- WHAT YOU HAVE TO DO:
Looking at the records below, please work out how many lines contain the word "struct" and give the number alone.

START WORKING DATA

Issue #164, opened 2021-10-02
Improper behavior of operator>>


dacodas:
I don't believe that the [`std::basic_istream<charT, traits> & operator>>(std::basic_istream<charT, traits> & is, decimal32 & d)`][1] definitions adhere to the C++ [FormattedInputFunction][2] named requirement.

[There][3] [is][4] [a][5] [whole][6] lot happening in the GCC machinery that implements this.

The main symptom I noticed is that when this library calls `.read()` on the `istream` during `operator>>`, it eats through `CHAR_MAX` `char`s of the input stream, which is definitely unexpected.

The expected behavior is described in [cppreference.com's page for std::num_get][7].

> In any case, the check is made whether the char obtained from the previous steps is allowed in the input field that would be parsed by std::scanf given the conversion specifier selected in Stage 1. If it is allowed, it is accumulated in a temporary buffer and Stage 2 repeats. If it is not allowed, Stage 2 terminates. 

Rather than consuming `CHAR_MAX` `char`s, these `operator>>` functions should only consume `char`s until it finds a `char` that wouldn't be accepted by the conversion. 

I will attempt in the next few days to submit a pull request that addresses this.

[1]: https://github.com/libdfp/libdfp/blob/308a2762d46204d448ee2a2c50d52bccb93e3af9/dfp/decimal/decimal#L213
[2]: https://en.cppreference.com/w/cpp/named_req/FormattedInputFunction
[3]: https://gcc.gnu.org/git/?p=gcc.git;a=blob;f=libstdc%2B%2B-v3/include/std/istream;h=5ad60dbd709f575c9e9fc9ecf8eafec1b91ec9fc;hb=HEAD#l218
[4]: https://gcc.gnu.org/git/?p=gcc.git;a=blob;f=libstdc%2B%2B-v3/include/bits/istream.tcc;h=2a153c2e140a5267b3e67d00cdea3450a2c9d7bb;hb=HEAD#l91
[5]: https://gcc.gnu.org/git/?p=gcc.git;a=blob;f=libstdc%2B%2B-v3/include/bits/locale_facets.tcc;h=310bfed65c4318be52c8d48fa17e29a593e9a69d;hb=HEAD#l703
[6]: https://gcc.gnu.org/git/?p=gcc.git;a=blob;f=libstdc%2B%2B-v3/include/bits/locale_facets.tcc;h=310bfed65c4318be52c8d48fa17e29a593e9a69d;hb=HEAD#l145
[...]

PR #166, opened 2021-10-03
operator>> semantics

dacodas:
This pull request attempts to address #164 
There are still a few TODOs

- [ ] Add as comments where the code is calqued from
- [ ] Make sure formatting matches libdfp project
- [ ] Currently, localized floats don't work correctly


dacodas:
Alright, I have written some tests, and added this operator for the other types. I have also signed off on my squashed commit.

dfp/decimal/decimal
```diff
@@ -180,6 +180,286 @@ public:
...
+      string __xtrc;
+      __xtrc.reserve(32);
+      __beg = this->_M_extract_float(__beg, __end, __io, __err, __xtrc);
+      std::__convert_to_v(__xtrc.c_str(), __v, __err, locale::facet::_S_get_c_locale());
+      if (__beg == __end)
+        __err |= ios_base::eofbit;
+      return __beg;
+    }
+
+  template<typename _CharT, typename _InIter>
```
pmur, line 392: Is it possible to parameterize the decimal type here to avoid duplicating this for each decimal type?

dfp/decimal/decimal
```diff
@@ -209,38 +489,42 @@ namespace decimal
...
-	return is;
+        static_assert(
+            std::is_same<T, decimal::decimal32>::value
+              || std::is_same<T, decimal::decimal64>::value
+              || std::is_same<T, decimal::decimal128>::value,
+            "This template function is only meant to be used with "
+            "decimal floating point types"
+        );
+
+        auto& dfpIstream {
```
pmur, line 519: Will this only work with C++11 and newer?

tests/test-istream.cpp
```diff
@@ -51,43 +53,47 @@ typedef struct{
...
-  {__LINE__, -9.999E-3DD, "-9.999E-03", "%Da", -1.0DD},
-  {__LINE__, -9.999E-3DD, "-0.009999", "%Da", -1.0DD},
-  {__LINE__, __builtin_infd64(), "inf", "%Da", -1.0DD},
-  {__LINE__, __builtin_infd64(), "INF", "%Da", -1.0DD},
-  {__LINE__, 4E384DD, "4.0E384", "%Da", -1.0DD},
+  {__LINE__, -9.999E-3DD, "-0.009999", 9, "%Da", -1.0DD},
+  {__LINE__, -9.999E-3DD, "-9.999000e-03", 13, "%Da", -1.0DD},
+  {__LINE__, -9.999E-3DD, "-9.999E-03", 10, "%Da", -1.0DD},
+  {__LINE__, -9.999E-3DD, "-0.009999", 9, "%Da", -1.0DD},
+  /* {__LINE__, __builtin_infd64(), "inf", "%Da", -1.0DD}, */
```
pmur, line 88: Should these two cases be commented out?

dfp/decimal/decimal
```diff
@@ -180,6 +180,286 @@ public:
...
+    }
+  }
+
+  template<>
+    void
+    __convert_to_v(const char* __s, decimal::decimal32& __v, ios_base::iostate& __err,
+		   const __c_locale&) throw()
+    {
+      // Assumes __s formatted for "C" locale.
+      const char* __sav = __set_C_locale();
```
pmur, line 216: Does this need to respect a locale? Or is that handled by the c++ stdlib?

dfp/decimal/decimal
```diff
@@ -180,6 +180,286 @@ public:
...
+	  __err = ios_base::failbit;
+	}
+
+      setlocale(LC_ALL, __sav);
+      delete [] __sav;
+    }
+
+  template<>
+    void
+    __convert_to_v(const char* __s, decimal::decimal128& __v,
```
pmur, line 290: Could these be parameterized based on the decimal type?

pmur (commented):
Sorry for the slowness at reviewing. How is locale handled in the stream class?

Likewise, if this is only C++11 or newer, there should be appropriate guard macros placed to protect users of old standards.

Thanks!

pmur:
@dacodas sorry for the delay.  I think it is OK to follow the layout of the existing code w.r.t parameterization. I was curious if it would be practical simplify them further. Anyhow, that can wait for another patch. Are you still working on this PR?

dacodas:
@pmur, no, no by no means. I wrote the above tasks on my own end to make sure I addressed them.

The ball was/is definitely in my court.

Let me take a look at pausing the PR until I can dedicate a bit more time towards making it happen.

dacodas:
Alright, for the time being I have marked this as a draft. I think in the next few weeks I can make those two small changes and re-submit.

Thank you for this great library, and looking forward to resubmitting in the near future!

dfp/decimal/decimal
jwakely: These are virtual functions, which cannot be templates.

dfp/decimal/decimal
jwakely: These functions *are already* parameterized on the decimal type. But they are specialied for each  of `float`, `double` and `long double`, and that's because they have to do different things, using `strtof`, `strtod` or `strtold` as appropriate. You could have a more generic function which then uses some *other* function (or more likely, a traits class) to do the non-generic pieces that need to differ for each decimal type. For example, this one calls `strtod128` and uses `DEC128_MAX`, the specializations for `decimal32` and `decimal64` do not.

In the GCC code the differences are more significant, e.g. `strtof` might not be available, and `strtold` might be available but broken (on mingw, IIRC), so using a single generic function that handles all three types is harder. Here, that's not true. The functions are almost identical except for whether they call strtod32, strtod64, or strtod128, and which constants they use, so the variation could easily be hoisted out into a traits class. Those constants should come from `std::numeric_limits` anyway, reducing the differences between the specializations even further. For some reason `numeric_limits` isn't specialized in GCC's `<decimal/decimal>` header, but almost certainly should be.

dfp/decimal/decimal
```diff
@@ -180,6 +180,286 @@ public:
...
+    struct _Save_errno
+    {
+      _Save_errno() : _M_errno(errno) { errno = 0; }
+      ~_Save_errno() { if (errno == 0) errno = _M_errno; }
+      int _M_errno;
+    };
+
+    // calls setlocale(LC_ALL, "C") and returns a string containing the old
+    // locale name. Caller must delete[] the string. Returns NULL on error.
+    const char*
```
jwakely, line 195: If this code is C++11-only, then this should return `std::unique_ptr<char[]>` and not require the caller to `delete[]` it. That's not an option in the original GCC code because it has to support C++98 still.

Blindly copying the GCC code is not a good idea, there are a number of constraints that apply to GCC which do not apply here. If we didn't need to support C++98 the GCC code would look different.

tests/test-istream.cpp
```diff
@@ -39,6 +39,8 @@
 
 #include <math.h>
 
+template class std::num_get<char, std::istreambuf_iterator<char, std::char_traits<char>>>;
```
jwakely, line 42: Is this explicit instantiation necessary? Why?

dfp/decimal/decimal
jwakely: `is_same` is trivial to reimplement in C++98.

dfp/decimal/decimal
```diff
@@ -209,38 +489,42 @@ namespace decimal
...
+            "decimal floating point types"
+        );
+
+        auto& dfpIstream {
+          static_cast<
+            dfp_basic_istream<charT, traits>&
+          >(is)
+        };
+
+        dfpIstream._M_extract(d);
```
jwakely, line 525: Isn't this undefined behaviour if this function is ever called with an istream that isn't the base-class subobject of a `dfp_basic_istream`? Shouldn't it at least use `dynamic_cast`?

dfp/decimal/decimal
```diff
@@ -180,6 +180,286 @@ public:
...
+      __xtrc.reserve(32);
+      __beg = this->_M_extract_float(__beg, __end, __io, __err, __xtrc);
+      std::__convert_to_v(__xtrc.c_str(), __v, __err, locale::facet::_S_get_c_locale());
+      if (__beg == __end)
+        __err |= ios_base::eofbit;
+      return __beg;
+    }
+
+  template <class charT, class traits = char_traits<charT>>
+  class dfp_basic_istream;
```
jwakely, line 408: Why add new istream types? That defeats the entire purpose of using istreams, which is that all istream types provide the same API and you don't need to care whether you're using `ifstream` or `istringstream` etc.

If users can only extract decimal types when using `dfp_basic_istream` then how do they interact with `ifstream` etc?

 This is **not** how you extend iostreams for custom types.

Also, `basic_dfp_istream` would be more consistent with naming conventions. But this type should just not exist at all.

dfp/decimal/decimal
```diff
@@ -180,6 +180,286 @@ public:
...
+      {
+        typename basic_istream<_CharT, _Traits>::sentry __cerb(*this, false);
+        if (__cerb)
+          {
+            ios_base::iostate __err = ios_base::goodbit;
+            __try
+              {
+                locale dfp_locale {this->_M_ios_locale, new dfp_num_get<_CharT>()};
+                auto& facet {use_facet<dfp_num_get<_CharT>>(dfp_locale)};
+                facet.get(*this, 0, *this, __err, __v);
```
jwakely, line 448: Why bother to create a locale using the facet, and then extract the facet again (with expensive RTTI checks to make sure it's present and has the right type)? You just need the facet.

```c++
dfp_num_get<_CharT> ng;
ng.get(*this, 0, *this, __err, __v);
```

dfp/decimal/decimal
```diff
@@ -180,6 +180,286 @@ public:
...
+	}
+
+      setlocale(LC_ALL, __sav);
+      delete [] __sav;
+    }
+
+
+
+  template<typename _CharT, typename _InIter = std::istreambuf_iterator<_CharT>>
+  class dfp_num_get : public num_get<_CharT, _InIter> {
```
jwakely, line 329: I don't understand the naming scheme in this code. You're using reserved names like `__save_c_locale()` as though you're part of the C++ implementation (which I suppose this library is intended to be, as an implementation of an ISO TS). But then you're just adding new names like `dfp_num_get` and `dfp_basic_istream` which are not in the implementer's namespace, and so would clash with user macros using those names.

Either stop using `__reserved` names for parameters, local variables etc. or use them for everything, and don't add new non-reserved names that are not part of the C++ standard or the decimal types TR. The draft I have of TR 24733 calls this `extended_num_get`.

dacodas:
@jwakely, thank you so much for your review and comments—I value them greatly

I'm going to shake off the cobwebs surrounding my thinking on this, internalize your comments, and incorporate your suggestions to the MR. It may take some time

END WORKING DATA

- SOLUTION BELOW:
2